With a low, dreary moan, the wall was sliding to one side, revealing a dark passageway.

“Let’s go.” said Cole.

They disappeared into the opening, and seconds later the wall slid shut again.

“What is this place?” Isabella whispered, her keen eyes slowly adjusting to the darkness of the room.

“Hang on. I gotta find the light switch.” said Cole, talking over his shoulder as he felt along the wall “Every tenth building in Gomorrah has one of these rooms. They’re safe houses, for any Black Scorpion who’s cover his blown and needs to lie low. He can hide out here, live off rations for weeks if he has to. There’s a weapons locker under the bed. A radio to call into the Blue Room for rescue, or just to listen in to see what’s going on outside. More importantly, only the engineers who built it, and the Scorpion assigned to it knows where his individual safe room is.
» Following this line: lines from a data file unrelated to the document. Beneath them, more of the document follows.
PR #879, opened 2022-06-17
feat: non-root, non --fakeroot builds with proot

### LINKED ISSUE #880: proot based non-root / non --fakeroot builds

Non-root users cannot build containers from definition files without `--fakeroot`, which requires user namespaces and subuid/subgid mapping. 

The `proot` tool allows unprivileged `ptrace` based emulation of the root user. It should be possible to perform the `%post` and `%test` steps of a build using `proot`.

`proot` is easily available as a static binary at https://proot-me.github.io/

Apptainer implemented non-root builds using the `fakeroot` command, binding it into the container that is being built, from the host. This has limitations, most notably there needs to be glibc compatibility between host `fakeroot` and the container `glibc`. See also #870 for discussion of this - you cannot e.g. build an Ubuntu 20.04 container on a new Fedora.

Charliecloud implemented unprivileged builds using an unpriv usernamespace (without subuid/subgid mapping), and injection of `fakeroot` into the container that is being built (Dockerfile). This requires distribution specific injection code, and sometimes some workarounds for the initial packaging install. See https://github.com/hpc/charliecloud/pull/857 and subsequent PRs.

dtrudg:

Non-root users can now build from a definition file, on systems that do not support `--fakeroot`. This requires the statically built `proot` command (<https://proot-me.github.io/>) to be available on the user `PATH`. 

These builds:
  - Do not support `arch` / `debootstrap` / `yum` / `zypper` bootstraps. Use `localimage`, `library`, `oras`, or one of the docker/oci sources.
  - Do not support `%pre` and `%setup` sections.
  - Run the `%post` sections of a build in the container as an emulated root user.
  - Run the `%test` section of a build as the non-root user, like `singularity test`.
  - Are subject to any restrictions imposed in `singularity.conf`.
  - Incur a performance penalty due to `proot`'s `ptrace` based interception of syscalls.
  - May fail if the `%post` and `%test` scripts require privileged operations that `proot` cannot emulate.

 - Fixes #880

### DIFF
--- a/.circleci/config.yml
+++ b/.circleci/config.yml
@@ -104,6 +104,12 @@ commands:
       - run:
           name: Install dependencies
           command: <<# parameters.sudo >>sudo <</ parameters.sudo >>apt-get -q install -y build-essential squashfs-tools libseccomp-dev libssl-dev uuid-dev cryptsetup-bin runc libglib2.0-dev squashfuse
+      - run:
+          name: Install proot
+          command: |-
+            <<# parameters.sudo >>sudo <</ parameters.sudo >>curl -L -o /usr/local/bin/proot https://proot.gitlab.io/proot/bin/proot
+            <<# parameters.sudo >>sudo <</ parameters.sudo >>chmod +x /usr/local/bin/proot
+
   configure-singularity:
     steps:
       - run:
--- a/CHANGELOG.md
+++ b/CHANGELOG.md
@@ -31,6 +31,20 @@
 - Instances started by a non-root user can use `--apply-cgroups` to apply
   resource limits. Requires cgroups v2, and delegation configured via systemd.
 - Added EL9 package builds to CI for GitHub releases.
+- Non-root users can now build from a definition file, on systems that do not
+  support `--fakeroot`. This requires the statically built `proot` command
+  (<https://proot-me.github.io/>) to be available on the user `PATH`. These builds:
+  - Do not support `arch` / `debootstrap` / `yum` / `zypper` bootstraps. Use
+    `localimage`, `library`, `oras`, or one of the docker/oci sources.
+  - Do not support `%pre` and `%setup` sections.
+  - Run the `%post` sections of a build in the container as an emulated root
+    user.
+  - Run the `%test` section of a build as the non-root user, like `singularity
+    test`.
+  - Are subject to any restrictions imposed in `singularity.conf`.
+  - Incur a performance penalty due to `proot`'s `ptrace` based interception of syscalls.
+  - May fail if the `%post` script requires privileged operations that `proot`
+    cannot emulate.
 
 ### Bug Fixes
 
--- a/cmd/internal/cli/action_flags.go
+++ b/cmd/internal/cli/action_flags.go
@@ -36,6 +36,7 @@ var (
 	SingularityEnv     map[string]string
 	SingularityEnvFile string
 	NoMount            []string
+	Proot              string
 
 	IsBoot          bool
 	IsFakeroot      bool
@@ -788,6 +789,17 @@ var actionSIFFUSEFlag = cmdline.Flag{
 	EnvKeys:      []string{"SIF_FUSE"},
 }
 
+// --proot (hidden)
+var actionProotFlag = cmdline.Flag{
+	ID:           "actionProot",
+	Value:        &Proot,
+	DefaultValue: "",
+	Name:         "proot",
+	Usage:        "Bind proot from the host into /.singularity.d/libs",
+	EnvKeys:      []string{"PROOT"},
+	Hidden:       true,
+}
+
 func init() {
 	addCmdInit(func(cmdManager *cmdline.CommandManager) {
 		cmdManager.RegisterCmd(ExecCmd)
@@ -880,5 +892,6 @@ func init() {
 		cmdManager.RegisterFlagForCmd(&actionOomKillDisableFlag, actionsInstanceCmd...)
 		cmdManager.RegisterFlagForCmd(&actionPidsLimitFlag, actionsInstanceCmd...)
 		cmdManager.RegisterFlagForCmd(&actionSIFFUSEFlag, actionsCmd...)
+		cmdManager.RegisterFlagForCmd(&actionProotFlag, actionsCmd...)
 	})
 }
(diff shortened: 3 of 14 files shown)


DrDaveD:
I suggest noting that the available generic statically compiled x86_64 proot binary that can be downloaded from the proot home page does not work on CentOS7.  I was not even able to compile a static copy there due to missing static libtalloc and python3.6m libraries even in the -devel packages.  I suppose it could be done by compiling libtalloc and python also from source.

dtrudg:
> I suggest noting that the available generic statically compiled x86_64 proot binary that can be downloaded from the proot home page does not work on CentOS7. I was not even able to compile a static copy there due to missing static libtalloc and python3.6m libraries even in the -devel packages. I suppose it could be done by compiling libtalloc and python also from source.

Looks lilke there is an issue with seccomp backports in the later EL7 kernels. The static `proot` should work with `PROOT_NO_SECCOMP=1` set, which is something we can add a workaround for.

DrDaveD:
Good find!  That indeed makes it run on centos7.

However, when I try to use it to install a package like openssh unprivileged into a centos7 container (the test case from the [Charliecloud SC21 paper](https://dl.acm.org/doi/10.1145/3458817.3476187)) it fails for me in the same way as just using `unshare -rm`: it gets an error
```
error: unpacking of archive failed on file /usr/libexec/openssh/ssh-keysign;62b45471: cpio: chown
```
which fakeroot avoids.

dtrudg:
Following up - here is a demo combining this `proot` approach, with an explicit `fakeroot` in `%post` to acheive the test case from the paper (centos 7, install openssh).

```
Bootstrap: docker
From: centos:7

%post
        yum -y install epel-release
        yum -y install fakeroot
        fakeroot yum -y install openssh
```

```
$ singularity build ssh.sif ssh.def
INFO:    Using proot to build unprivileged. Not all builds are supported. If build fails, use --remote or --fakeroot.
WARNING: 'nodev' mount option set on /tmp, it could be a source of failure during build process
INFO:    Starting build...

...snipped...

Installed:
  openssh.x86_64 0:7.4p1-22.el7_9                                                                                                  

Dependency Installed:
  fipscheck.x86_64 0:1.4.1-6.el7                                 fipscheck-lib.x86_64 0:1.4.1-6.el7                                

Complete!
INFO:    Creating SIF file...
INFO:    Build complete: ssh.sif
```

This is on a Fedora 36 host, where I can't achieve the build using the `fakeroot` bind approach:

```
Bootstrap: docker
From: centos:7

%post
        yum -y install openssh
```

```
$ apptainer build openssh-centos7.sif ssh.def 
WARNING: /usr/local/etc/singularity/ exists, migration to apptainer by system administrator is not complete
WARNING: /usr/local/etc/singularity/ exists, migration to apptainer by system administrator is not complete
WARNING: 'nodev' mount option set on /tmp, it could be a source of failure during build process
INFO:    Starting build...
Getting image source signatures
Copying blob 2d473b07cdd5 done  
Copying config 6d42e44a9f done  
Writing manifest to image destination
Storing signatures
2022/06/23 09:20:26  info unpack layer: sha256:2d473b07cdd5f0912cd6f1a703352c82b512407db6b05b43f2553732b55df3bc
2022/06/23 09:20:26  warn xattr{run/lock/lockdev} ignoring ENOTSUP on setxattr "user.rootlesscontainers"
2022/06/23 09:20:26  warn xattr{/tmp/build-temp-21654346/rootfs/run/lock/lockdev} destination filesystem does not support xattrs, further warnings will be suppressed
INFO:    Running post scriptlet
/usr/bin/faked-tcp: /lib64/libc.so.6: version `GLIBC_2.33' not found (required by /usr/bin/faked-tcp)
/usr/bin/faked-tcp: /lib64/libc.so.6: version `GLIBC_2.34' not found (required by /usr/bin/faked-tcp)
fakeroot: error while starting the `faked' daemon.
kill: usage: kill [-s sigspec | -n signum | -sigspec] pid | jobspec ... or kill -l [sigspec]
FATAL:   While performing build: while running engine: exit status 1
```

DrDaveD:
Ok but then is there anything that proot gives you that isn't available with `unshare -rm`?  Package installs like openssh was the whole reason for why I introduced invoking fakeroot in apptainer.  I guess if you don't want to depend on unprivileged user namespaces proot would be an option to that.  There's so many options & tradeoffs, it's hard to decide what to offer.

dtrudg:
> I guess if you don't want to depend on unprivileged user namespaces proot would be an option to that. 

This, exactly. We have some users who would like these kind of builds, but who do not enable unprivileged user namespaces, as a specific choice. There is a lot you _can_ install successfully without needing `fakeroot` on top of `proot`, and you can use both if you need to.

There have been some serious CVEs in the kernel related to unprivileged user namespaces, so some sites are reluctant to turn them on. They may take the position that it's much easier to quickly remove or patch a setuid binary for a container runtime that has an issues, than it is to update the kernel across a system. You can definitely argue the other way also, but we want to accommodate people as best we can on this.

DrDaveD:
For other people unprivileged user namespaces will probably be more convenient to use than proot, so it's probably good to provide both options.

Regarding preferring setuid to unprivileged user namespaces because of fears of CVEs,  I always recommend that people disable network namespaces if they can, because all the CVEs related to unprivileged user namespaces in the last few years have been from the combination of the two.

dtrudg:
> Regarding preferring setuid to unprivileged user namespaces because of fears of CVEs, I always recommend that people disable network namespaces if they can, because all the CVEs related to unprivileged user namespaces in the last few years have been from the combination of the two.

This is not the case. There have notably been a filesystem related, and a cgroups related, vulnerability this year. Good write-ups here:

* https://sysdig.com/blog/cve-2022-0185-container-escape/
* https://sysdig.com/blog/detecting-mitigating-cve-2022-0492-sysdig/

DrDaveD:
Ok.  I forgot about the first one because it didn't affect most of our users (most are using el7) and hadn't heard about the second one.

Ok so I'll change "all" in my statement to "most".

DrDaveD:
For the record, CVE-2022-0492 is not exploitable on Red Hat systems via unprivileged user namespaces as described in that second write-up, I tested it.  Red Hat's advisory does say it is applicable to 7 & 8 but doesn't mention namespaces, and says the attack complexity is high.  This is why the security teams I work with did not raise awareness of this vulnerability and why I hadn't noticed it.

EmmEff (approved):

And only one man in the entire city knows where all of them are.”

“Mabus?”

“If Mabus knew about this place, do you think we’d be hiding out here? Nah, I ordered these to be built, never told Mabus.”

“You knew you might need to hide from him?”

“No, actually. I just never told him. Mostly because I thought he wouldn’t care. He told me to build him a spy network, and I did it. He never really asked how. But we’ll be as safe here as anywhere. We can stay here while we look for Joriel. Then we are getting out of here, and we are not even stopping to shake the dust off our shoes. There you are…”

His hand touched the light switch and the room was thrown into a sickly green haze.

Cole turned and froze.

“Oh you’re smart Joe. Got it all planned out. But let me ask you this: How fast are you?”

Isabella’s eyes stared at him, terrified, over the arm that was wrapped across her face. The silver muzzle of a Colt single action Army was pressed to her neck.

And the eyes that stared at Cole over her shoulder were as pitiless as they were desperate.

Cole almost burst out laughing. Of all the safe houses in the city, he had chosen the one containing New Gomorrah’s most wanted citizen; Ezekiel Holtz, the man who had raised the riot with Thomas, and shot Mabus himself. For a mad second, Cole considered how capturing Holtz might just be enough to put himself back in Mabus’ good graces. But he dismissed the idea almost as soon as it came to him. They were getting out. That was the end of it. At least, they were if could convince Holtz to let Isabella go.

“Hi Holtz.” said Cole as nonchalantly as he could.